State only the count of lines in the listing below that hold "best".

Provided records:

________________________

PR #585, opened 2016-05-07
RFC: Add SQLCipher version to the About dialog

justinclift:
Note - this is just for discussion at this point, don't merge it yet.

This commit adds the SQLCipher version number to the About dialog.

Weirdly, retrieving the SQLCipher version number appears to need an open database connection.  So, without an open database the field is left blank.

Updating this commit to cleanly handle both situations is required before merging this.

Btw - unsure if the requirement for an open database connection is something caused by our code, or a requirement from the underlying SQLCipher library itself.  The SQLCipher version seems like it should be available at compile time, not just at runtime.

### DIFF
--- a/src/AboutDialog.cpp
+++ b/src/AboutDialog.cpp
@@ -2,21 +2,27 @@
 #include "ui_AboutDialog.h"
 #include "version.h"
 #include "sqlite.h"
+#include "sqlitedb.h"
 
-AboutDialog::AboutDialog(QWidget *parent) :
+AboutDialog::AboutDialog(DBBrowserDB* _db, QWidget *parent) :
     QDialog(parent),
-    ui(new Ui::AboutDialog)
+    ui(new Ui::AboutDialog),
+    db(_db)
 {
+#ifdef ENABLE_SQLCIPHER
+    // Retrieve the SQLCipher version
+    QString sqlcipher_version = db->getPragma("cipher_version");
+#endif
+
+    // Display the About dialog
     ui->setupUi(this);
     this->setFixedSize(this->width(), this->height());
-
     ui->label_version->setText(tr("Version ") + APP_VERSION + "\n\n" +
                                tr("Qt Version ") + QT_VERSION_STR + "\n\n" +
 #ifdef ENABLE_SQLCIPHER
-                               tr("SQLCipher Version ") + SQLITE_VERSION
-#else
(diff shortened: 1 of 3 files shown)


justinclift:
Thinking about this more, even if the SQLCipher library itself doesn't provide a compile time definition with the version number , we can probably create one ourself.  Might take some shell magic (and would need to be cross-platform'd), but should be doable.

revolter:
By using shell magic, you mean to compile the version inside the app, when building it?

justinclift:
Yeah, if one isn't provided.  They have a runtime function that can be called, but seems to only be available when a database is loaded.  That doesn't fit well with usable of such a function in a GUI.

revolter:
So, SQLCipher is bundled within the app the building for release only?

glawrence:
@revolter I believe SQLCipher is a replacement for the standard SQLite library, rather than it being an addin or plugin or extension to SQLite it is a "drop in" replacement. However they don't have a suitable runtime function for the version without opening a database.

I guess @justinclift we have some options, we could open a test database at build time get the version number and add that to a header for our use. Or we could just use their runtime and say "open a database" on the about screen. Or in theory could we issue a pull request or feature request asking for this?

revolter:
I don't fully understand this. For development I had to `brew install sqlcipher`, so, isn't it possible for one user to have a version and one user another version?

Also, the runtime empty database was what I wanted to say next, though it looks a little bit hacky 😄. And it was asked [here](https://discuss.zetetic.net/t/how-to-retrieve-the-openssl-version-in-use-by-sqlcipher/466/2)

justinclift:
Yeah, in this context SQLCipher is a drop-in replacement for SQLite3, done at compile time.  So, when compiling DB4S, either SQLCipher **or** SQLite3 gets compiled in.

We could do the "make a dummy database, retrieve the info, close the database" at startup time.  But yeah, that's way too hacky.

It'll probably be more reliable to somehow automatically extract the version number of SQLCipher at compile time, generate a constant or define for that at compile time, then embed it into the About dialog.

It's unlikely to be super tricky for the *nix OS's, but I'm unsure how to approach that on Windows.  Can probably muddle through it though, unless someone else wants to investigate? :smile:

justinclift:
Closing this for now.  Will redo it with a proper (complete) solution at some point.

Issue #1434, opened 2018-06-17
Preferences hiding


tlhackque:
Details for the issue
--------------------

#### What did you do?
Looked for preferences (new user)

#### What did you expect to see?
The preferences in one of the usual places: **tools->options**, **edit->preferences**, or even **File->Preferences"**

#### What did you see instead?
The preferences are under "View"

This is an odd, unconventional place.  The preferences aren't restricted to View - they include default DB parameters, auto-update, language, file extensions, etc.  So it's not as if they preferences for appearance were there and preferences for other options were somewhere else.  (Which also would be unusual.)

As a usability concern, it would be better if preferences were located in one of the conventional places.

Not a major issue, but certainly one that every first-time user will encounter.

Useful extra information
-------------------------

The info below often helps, please fill it out if you're able to. :)

#### What operating system are you using?

- [X ] Windows: ( _version:_ 10 pro___ )
- [ ] Linux: ( _distro:_ ___ )
- [ ] Mac OS: ( _version:_ ___ )
- [ ] Other: ___

#### What is your DB4S version?

- [ ] 3.10.1
- [ ] 3.10.0
- [ ] 3.9.1
- [X] Other: __3.10.99 15-Jun_

#### Did you also

- [X ] Try out the latest nightly version: https://github.com/sqlitebrowser/sqlitebrowser#nightly-builds
- [ ] Search for an existing similar issue: https://github.com/sqlitebrowser/sqlitebrowser/issues?utf8=%E2%9C%93&q=is%3Aissue%20

justinclift:
Hmmm, sounds like a bug.  Though, it's probably a long standing one for us on Windows. :smile:

mgrojo:
This is easy to change, but the interesting part is agreeing on the best option. I propose these:

1. Move Preferences to Edit menu
2. Rename the View menu to Options, with the same entries.
3. Add a new Tools menu and move there the Preferences entry and  some of the entries in File menu, which are not referring directly to database or project files, for example: Load extension, Compact Database, Set Encryption.

I'd go for 2. It's the more sensible option for both new and old users, although it isn’t very standard on the other hand.

justinclift:
Moving "Load extension", "Compact Database", "Set Encryption" to a new `Tools` menu sounds reasonable. :smile:

I'd still move "Preferences" under the `Edit` menu though, for consistency with other applications (on Windows).

[...]

PR #1495, opened 2018-08-06
Menu bar restructured so it follows a more standard layout

mgrojo:
- Some actions not directly related to file operations over databases or
projects have been moved from "File" to a new "Tools" top-level menu entry.
Future tools can be added here.
- Preferences moved from "View" to "Edit" (MacOS is supposed to still have
it in the application menu).

See issue #1434

### DIFF
--- a/src/MainWindow.ui
+++ b/src/MainWindow.ui
@@ -916,12 +916,8 @@ You can drag SQL statements from an object row and drop them into other applicat
     <addaction name="fileAttachAction"/>
     <addaction name="fileCloseAction"/>
     <addaction name="separator"/>
-    <addaction name="separator"/>
     <addaction name="fileSaveAction"/>
     <addaction name="fileRevertAction"/>
-    <addaction name="fileCompactAction"/>
-    <addaction name="actionEncryption"/>
-    <addaction name="actionLoadExtension"/>
     <addaction name="separator"/>
     <addaction name="menuImport"/>
     <addaction name="menuExport"/>
@@ -940,6 +936,8 @@ You can drag SQL statements from an object row and drop them into other applicat
     <addaction name="editDeleteObjectAction"/>
     <addaction name="separator"/>
     <addaction name="editCreateIndexAction"/>
+    <addaction name="separator"/>
+    <addaction name="viewPreferencesAction"/>
    </widget>
    <widget class="QMenu" name="viewMenu">
     <property name="title">
@@ -948,8 +946,6 @@ You can drag SQL statements from an object row and drop them into other applicat
     <addaction name="viewDBToolbarAction"/>
     <addaction name="viewExtraDBToolbarAction"/>
     <addaction name="viewProjectToolbarAction"/>
-    <addaction name="separator"/>
-    <addaction name="viewPreferencesAction"/>
    </widget>
    <widget class="QMenu" name="helpMenu">
     <property name="title">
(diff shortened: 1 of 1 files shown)


MKleusberg:
I like it :smile: 

@justinclift Can you check if the Preferences still show up in the application menu?

Firefox (but probably other applications as well) move the Preferences item to the Tools menu on Windows - but have it under Edit on Linux. Should we do the same? It wouldn't be too difficult but it's always a (small) hassle to change menus dynamically because separators need to be moved as well and you need to keep these changes in mind when editing the menus.

mgrojo:
> Firefox (but probably other applications as well) move the Preferences item to the Tools menu on Windows - but have it under Edit on Linux. Should we do the same?

Do you mean under the Preferences name or the more usual Options (_Tools -> Options_). I discarded renaming to Options for not breaking translations (minor reason, since there is a great update in the future release) and conservatism for current users. I don't know too, what would happen to the MacOS version. I don't know if it having a different name, would still be moved to the application menu (I suppose Qt will still be moving it based on the PreferencesRole that we set in the menuRole property, but maybe with the 'Tools' name, which, I suppose, would be unexpected for MacOS users).

If you propose _Tools -> Preferences_, it's maybe less standard, but it's a good choice too. But I wouldn't bother to change the layout between Windows and Linux. LibreOffice, for example, uses _Tools -> Options_ for both; recent Firefox has altogether removed the menubar.

mgrojo:
I've pushed in this branch the standard use of ellipsis and title case commented by @chrisjlocke in #1434.

MKleusberg:
Hmm, too be honest I don't know if it's Preferences or Options in the Windows version Firefox. I've only ever seen the Windows version in German :wink: But I was only thinking about whether to place it in the Edit or the Tools menu anyway, not about renaming the menu item. That said, you're probably right to not bother moving it to a different menu on Windows. So I think we can just merge this then :smile:

chrisjlocke:
While not solely a Windows product, and so DB4S shouldn't bow to the Gods of Microsoft, Microsoft have pumped millions into R&D, and have 'worked out' what works best for users, etc.  Most users are now familiar with the standard 'File, Edit, View, Help' menu structure and those expectations.
Reading the document @mgrojo posted, states the following recommendations:

>Use the following menu item names for the stated purpose: 
     *Options* - To display program options.
     *Customize* - To display the program options specifically related to mechanical UI configuration.
     *Personalize* - To display a summary of commonly used personalization settings.
    *Preferences* - Don't use. Use Options instead.
    *Properties* - To display an object's property window.
    *Settings* - Don't use as a menu label. Use Options instead.

karim:
> Hmm, too be honest I don't know if it's Preferences or Options in the Windows version Firefox.

It is `Tools > Options`.

> But I was only thinking about whether to place it in the Edit or the Tools menu anyway, not about renaming the menu item.

I find it more common in Windows application to use `Edit > Preferences` or `Tools > Options` to refer to the same thing.

MKleusberg:
Interesting. So if we leave it in the Edit menu, we're fine naming it Preferences then. And if we were to move it to Tools on Windows, we should also rename it to Options. But since we won't do that for now, we should be fine then I guess :smile:

karim:
> So if we leave it in the Edit menu, we're fine naming it Preferences then. And if we were to move it to Tools on Windows, we should also rename it to Options.

Yes. The user in the mentioned issue #1434 was looking in one of these places cause they are the most common, at least on Windows.

MKleusberg:
Cool, good to know. I feel like I've learned a lot about useful but easy to implement way to improve the UI by just reading all the comments in the related issues :smile:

________________________

Answer section: 2